Buddhism and Mathura School of Art

Statue of Gautam BudhaDuring the reign of King Ashoka, Mathura came under the Mauryan Empire. The benevolent King, a devout Buddhist, built many Buddhist stupas and monasteries in the Mathura region during the 3rd century BC. Thus, during those days Mathura was a renowned seat of learning for Buddhist teachings and culture. During the time period of 1st century BC and 1st century AD Mathura was a significant centre of the arts, architecture and sculpture. These later came to be distinguished as the distinctive Mathura School of Art which is renowned the world over and has been studied by many an avid scholar of the arts.

Lord Buddha had visited Mathura only once during his life time but Buddhism flourished in the region well into the 9th century. The Chinese traveler Fa Hien had visited Mathura and described that there were twenty monasteries, three stupas and five Deva Temples venerated by the Buddists in the area.

To this day the Archaeological Museum of Mathura holds a huge collection of the period with bodhisattvas and sculptures of the Buddha holding pride of place among the several pieces forming the rare collection of the Indian and Indo-Scythian influences on the art that came to be known largely as the Mathura School of Art during the Kushana period because of their great attention to detail.

Decline of Mauryan Empire in Mathura

Gradually the Hinduism stronghold took over Mathura area after the Maruyan empire fell and till the 11th AD there was steady growth. Then Mahmud Ghazni attacked and ransacked the kingdom in 1018 AD. He destroyed many of the Buddhist and Hindu temples. The city reeled under the plundering and pillage and took its time to come to terms with its old majesty and current ruins. It is recorded that it took his men 20 days to complete plundering the city and collect together 100 camel loads of gold, silver and precious ornaments that they stole from the temple of Mathura. They took thousands of people as slaves and even took away about thirty million rupees in cash and gold coins.

The recorded history states that at least three statues of deities, standing about 15 feet high and which were made of pure gold and had huge diamonds set in their eyes were uprooted and carried away by. Ghazni and his horde besides historians from several regions recorded the wealth and exquisite beauty of the workmanship of the Indian artisans. During this period before the advent of British Mathura had seen a period of growth under the Hindu rule whereby the Hindu rulers built many temples and refurbished the ghats with beautiful balconies or ‘jharokhas’. Thus, the history of Mathura is a checkered history of triumph and subjugation where it has periods of growth interspersed with regular waves of invasions and plundering.

To this day, however, Mathura remains the city of salvation for the common man as this is the birthplace of Lord Krishna and also the holy ground on which he had won the battle over evil in a final fight against the evil King Kansa.
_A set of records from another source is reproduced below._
PR #979, opened 2018-05-02
add cc-0 license to text files, fixes #968

### LINKED ISSUE #968: text files (/server/data) license
What is the license of all text files? CC-0, right? (like the recordings)
If that's the case, then there should be a LICENSE file in that folder, imo

https://github.com/mozilla/voice-web/tree/master/server/data

I just wanted to bring this up, so those text files can also be used for all other purposes outside of this, since they can be useful for training several kinds of algorithms.

mikehenrty:


mikehenrty:
@Gregoor can you take a look?

PR #982, opened 2018-05-04
Multi-Language Voice Contribution & Validation

Gregoor:
Fixes #213 

Some things we should figure out before merging:
- [x] #933 Shortcuts across languages
- [ ] what to do with accents across languages?

PR #985, opened 2018-05-06
Irish sentences

jimregan:
Depends on #982


jimregan:
@Gregoor - this now contains more than 2000 sentences. Is anything else required?

Issue #981, opened 2018-05-02
Please add /contribute.json to your project.


floatingatoll:
Hi, the HTTP Observatory noticed that your site is missing a valid `contribute.json` file. While it isn't necessary to fill out every possible field in it, various incident response teams at Mozilla do really appreciate having one with the basics "where to file bugs" "what is this site" filled out. Webops can assist with writing one and/or there's a lot of examples hiding on various Mozilla sites as well.

https://observatory.mozilla.org/analyze.html?host=voice.mozilla.org

Undigon:
I'll start looking at https://www.contributejson.org/ and see what I can make with it.

PR #992, opened 2018-05-10
Add contribute.json

Undigon:
I made this because of issue #981.

I scanned the contribute.json at https://www.contributejson.org/ and it passed.
Please review the keywords that I have chosen.


mikehenrty:
Thanks so much @Undigon !

Why do we need the file in both locations? In the interest of DRY, i'd rather not include the copy. I wonder if we can copy it into the web folder as part of the build process. @Gregoor any thoughts?

Gregoor:
Thankslots for adding that! I removed the duplicated file from `web/` and changed the server to serve this file from the top-level.

Issue #990, opened 2018-05-08
Get involved popup doesn't show completely on the staging server


danielsjf:
I'm using a OnePlus 3T cellphone using Chrome. See #982.

Reprex:
1) Go to voice.allizom.org
2) Open menu and go to LANGUAGES
3) Click on the collaborate button on any language

I can never scroll completely down on this screen. There are always a few lines that are hidden.

![bug](https://user-images.githubusercontent.com/6696142/39768374-704b111c-52e9-11e8-8dad-654bc35b52ab.jpg)

Djfe:
I can confirm this.
Firefox on Android works fine though (I'm a OnePlus 3T user as well ^^)

PR #994, opened 2018-05-10
WIP - Remove display-table to on modal css to resolve issue 990

mrchrisadams:
This seems to resolve a display issue (#990) that I investigated with @mikehenrty at the voice sprint.

The `display-table` property here causes an issue where text flow on the language flows off the bottom of the modal you can see this in the screenshot from #990 (this affected mobile firefox and chrome when we looked into it together):

before-modal-borkage

Removing the `display-table` property resolves it, but I understand this to be used for vertical centering normally, and I'm not sure what layouts this is likely to affect.

Is there chance someone give me an idea of where i might look, to see if fixing this issue breaks things elsewhere?

### DIFF
--- a/web/src/components/modal/modal.css
+++ b/web/src/components/modal/modal.css
@@ -1,5 +1,5 @@
 .ReactModal__Overlay {
-    display: table;
+    /* display: table; */
     z-index: var(--top-z-index);
     width: 100%;
     height: 100%;


mikehenrty:
Here is the fixed version, scrolled all the way down:

photo5451827268893649055

mikehenrty:
@Gregoor would you have a look?

Gregoor:
Looks good to me and I was not able to come up with an edge-case for which we needed display: table. Thanks!

PR #1019, opened 2018-05-24
Added email validation with a regular expression (Fixes #980)

### LINKED ISSUE #980: [Backend] Email Validation
we've been seeing some weird email address show up in the DB, we need to do some validation before saving it in the db.

igomez10:


server/src/lib/model/db.ts
```diff
@@ -29,13 +29,12 @@ export default class DB {
 
   /**
    * Normalize email address as input.
-   * TODO: add validation here.
    */
-  private formatEmail(email?: string): string {
-    if (!email) {
-      return '';
+   private formatEmail(email?: string): string {
+	let re = new RegExp('/^(([^<>()[\]\\.,;:\s@\"]+(\.[^<>()[\]\\.,;:\s@\"]+)*)|(\".+\"))@((\[[0-9]{1,3}\.[0-9]{1,3}\.[0-9]{1,3}\.[0-9]{1,3}\])|(([a-zA-Z\-0-9]+\.)+[a-zA-Z]{2,}))$/');
```
MichaelKohler: please check the indentation here. Also, would it make sense to use another variable name to describe what the regex does? maybe something like invalidRegex?

MichaelKohler: (as discussed: as the RegEx tests for a valid email, the if below should be inverted ;))

Gregoor:
Thanks you two!
From reading the [StackOverflow comments](https://stackoverflow.com/a/46181/1501916) it sounds like there could be valid email addresses that would be excluded with this regex. Maybe we should use the RFC one instead?

mikehenrty:
@Gregoor what's the RFC one?

Gregoor:
It's the answer underneath the one that was used for this PR. Though it is suboptimal as well apparently (but at least it's right around 99.9% of the time). Then again the solution we have here is probably good enough for our purposes. Thanks for the PR!

PR #1021, opened 2018-05-25
add more validated sentences from jf99

mikehenrty:


mikehenrty:
more reviewed sentences from @jf99 (reviewed by @MichaelKohler and @elioqoshi)

jf99:
The first 400 sentences are not from me. It seems that quotation marks are no longer desired?

MichaelKohler:
I had talked to Michael before reviewing and we decided to remove the quotes as these do not provide additional value for speech recognition itself. This also might make the model better, depending on how the quotes would be treated by the machine learning algorithm (which I have no idea about).

Great work with those sentences though! Thanks!

PR #1062, opened 2018-06-06
add Irish (ga-IE) corpus

jimregan:


mikehenrty:
hi @jimregan , thanks for this! i will need to go over this and cut out any sentences that are more than 14 words (we are aiming for a length of 5 seconds per recording). if you could do that, that would help us move quicker! it but then i think we can launch Irish very soon!

jimregan:
14 words? ouch.

mikehenrty:
@jimregan or whatever you think is 5 or so seconds long. some people have been breaking up their longer sentences into parts (like by comma), if it helps not lose too many sentences.

Here's a guide we've been using about writing sentences:
https://voice-sprint.mozilla.community/contributing/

He reinstated his maternal grandfather on the throne and then rested on the sacred banks of the Yamuna. The city symbolizes the victory of good over evil and is also an embodiment of every mother’s wish that her son to free her from the fetters of drudgery and ignominy like Lord Krishna had done for his mother.

British Rule in Mathura

Then in 1804 the British established their rule over Mathura and established their cantonment. This was the end of an era whereby the Mathura kings ended their rule and took on the tutelage of the British till Independence in 1947.